**Requirement**
Without leaving anything out, print every line of the data.

**Exercise inputs**
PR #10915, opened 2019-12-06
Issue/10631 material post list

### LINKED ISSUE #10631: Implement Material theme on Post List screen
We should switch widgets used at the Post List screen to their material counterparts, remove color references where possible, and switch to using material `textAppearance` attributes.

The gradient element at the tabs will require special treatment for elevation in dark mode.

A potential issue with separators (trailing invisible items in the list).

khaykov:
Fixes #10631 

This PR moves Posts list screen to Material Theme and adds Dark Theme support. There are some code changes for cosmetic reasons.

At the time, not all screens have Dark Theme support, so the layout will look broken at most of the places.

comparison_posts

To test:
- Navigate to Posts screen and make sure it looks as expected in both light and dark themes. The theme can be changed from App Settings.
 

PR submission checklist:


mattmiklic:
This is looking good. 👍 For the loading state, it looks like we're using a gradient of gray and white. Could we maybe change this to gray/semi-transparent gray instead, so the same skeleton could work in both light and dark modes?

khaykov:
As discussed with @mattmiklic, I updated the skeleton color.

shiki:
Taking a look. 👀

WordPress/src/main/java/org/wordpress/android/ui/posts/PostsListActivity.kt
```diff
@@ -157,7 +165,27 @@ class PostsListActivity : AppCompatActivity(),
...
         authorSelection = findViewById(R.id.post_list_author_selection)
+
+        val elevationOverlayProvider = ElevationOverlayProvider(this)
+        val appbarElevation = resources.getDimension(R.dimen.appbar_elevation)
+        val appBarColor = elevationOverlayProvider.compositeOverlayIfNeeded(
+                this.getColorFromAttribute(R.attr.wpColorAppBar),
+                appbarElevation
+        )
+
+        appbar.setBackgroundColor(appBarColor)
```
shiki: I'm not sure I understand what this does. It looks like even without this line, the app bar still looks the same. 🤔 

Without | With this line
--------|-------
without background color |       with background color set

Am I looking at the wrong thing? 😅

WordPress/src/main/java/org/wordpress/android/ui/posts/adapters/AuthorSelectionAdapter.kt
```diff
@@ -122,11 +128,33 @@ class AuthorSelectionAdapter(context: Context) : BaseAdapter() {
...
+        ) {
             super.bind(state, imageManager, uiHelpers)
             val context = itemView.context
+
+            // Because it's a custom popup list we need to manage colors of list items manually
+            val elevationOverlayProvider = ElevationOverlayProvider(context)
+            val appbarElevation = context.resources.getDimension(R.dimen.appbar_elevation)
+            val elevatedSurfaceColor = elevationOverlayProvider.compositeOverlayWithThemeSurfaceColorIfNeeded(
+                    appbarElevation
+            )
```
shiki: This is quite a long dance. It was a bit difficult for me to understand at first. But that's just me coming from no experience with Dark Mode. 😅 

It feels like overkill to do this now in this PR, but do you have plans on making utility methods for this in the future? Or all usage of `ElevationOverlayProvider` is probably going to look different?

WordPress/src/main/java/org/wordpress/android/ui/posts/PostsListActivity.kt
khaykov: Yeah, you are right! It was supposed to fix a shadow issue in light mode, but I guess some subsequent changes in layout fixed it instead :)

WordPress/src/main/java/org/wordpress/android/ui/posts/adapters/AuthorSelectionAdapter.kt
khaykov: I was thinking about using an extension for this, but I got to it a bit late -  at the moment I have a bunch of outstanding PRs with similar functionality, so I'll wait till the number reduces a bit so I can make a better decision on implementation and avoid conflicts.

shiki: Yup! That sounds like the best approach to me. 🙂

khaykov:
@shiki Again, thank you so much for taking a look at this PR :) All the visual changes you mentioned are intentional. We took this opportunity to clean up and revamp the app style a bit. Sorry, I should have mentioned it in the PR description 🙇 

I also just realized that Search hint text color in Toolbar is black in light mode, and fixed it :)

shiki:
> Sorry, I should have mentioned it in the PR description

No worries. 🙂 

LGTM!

**Output for this exercise**
PR #10915, opened 2019-12-06
Issue/10631 material post list

### LINKED ISSUE #10631: Implement Material theme on Post List screen
We should switch widgets used at the Post List screen to their material counterparts, remove color references where possible, and switch to using material `textAppearance` attributes.

The gradient element at the tabs will require special treatment for elevation in dark mode.

A potential issue with separators (trailing invisible items in the list).

khaykov:
Fixes #10631 

This PR moves Posts list screen to Material Theme and adds Dark Theme support. There are some code changes for cosmetic reasons.

At the time, not all screens have Dark Theme support, so the layout will look broken at most of the places.

comparison_posts

To test:
- Navigate to Posts screen and make sure it looks as expected in both light and dark themes. The theme can be changed from App Settings.
 

PR submission checklist:


mattmiklic:
This is looking good. 👍 For the loading state, it looks like we're using a gradient of gray and white. Could we maybe change this to gray/semi-transparent gray instead, so the same skeleton could work in both light and dark modes?

khaykov:
As discussed with @mattmiklic, I updated the skeleton color.

shiki:
Taking a look. 👀

WordPress/src/main/java/org/wordpress/android/ui/posts/PostsListActivity.kt
```diff
@@ -157,7 +165,27 @@ class PostsListActivity : AppCompatActivity(),
...
         authorSelection = findViewById(R.id.post_list_author_selection)
+
+        val elevationOverlayProvider = ElevationOverlayProvider(this)
+        val appbarElevation = resources.getDimension(R.dimen.appbar_elevation)
+        val appBarColor = elevationOverlayProvider.compositeOverlayIfNeeded(
+                this.getColorFromAttribute(R.attr.wpColorAppBar),
+                appbarElevation
+        )
+
+        appbar.setBackgroundColor(appBarColor)
```
shiki: I'm not sure I understand what this does. It looks like even without this line, the app bar still looks the same. 🤔 

Without | With this line
--------|-------
without background color |       with background color set

Am I looking at the wrong thing? 😅

WordPress/src/main/java/org/wordpress/android/ui/posts/adapters/AuthorSelectionAdapter.kt
```diff
@@ -122,11 +128,33 @@ class AuthorSelectionAdapter(context: Context) : BaseAdapter() {
...
+        ) {
             super.bind(state, imageManager, uiHelpers)
             val context = itemView.context
+
+            // Because it's a custom popup list we need to manage colors of list items manually
+            val elevationOverlayProvider = ElevationOverlayProvider(context)
+            val appbarElevation = context.resources.getDimension(R.dimen.appbar_elevation)
+            val elevatedSurfaceColor = elevationOverlayProvider.compositeOverlayWithThemeSurfaceColorIfNeeded(
+                    appbarElevation
+            )
```
shiki: This is quite a long dance. It was a bit difficult for me to understand at first. But that's just me coming from no experience with Dark Mode. 😅 

It feels like overkill to do this now in this PR, but do you have plans on making utility methods for this in the future? Or all usage of `ElevationOverlayProvider` is probably going to look different?

WordPress/src/main/java/org/wordpress/android/ui/posts/PostsListActivity.kt
khaykov: Yeah, you are right! It was supposed to fix a shadow issue in light mode, but I guess some subsequent changes in layout fixed it instead :)

WordPress/src/main/java/org/wordpress/android/ui/posts/adapters/AuthorSelectionAdapter.kt
khaykov: I was thinking about using an extension for this, but I got to it a bit late -  at the moment I have a bunch of outstanding PRs with similar functionality, so I'll wait till the number reduces a bit so I can make a better decision on implementation and avoid conflicts.

shiki: Yup! That sounds like the best approach to me. 🙂

khaykov:
@shiki Again, thank you so much for taking a look at this PR :) All the visual changes you mentioned are intentional. We took this opportunity to clean up and revamp the app style a bit. Sorry, I should have mentioned it in the PR description 🙇 

I also just realized that Search hint text color in Toolbar is black in light mode, and fixed it :)

shiki:
> Sorry, I should have mentioned it in the PR description

No worries. 🙂 

LGTM!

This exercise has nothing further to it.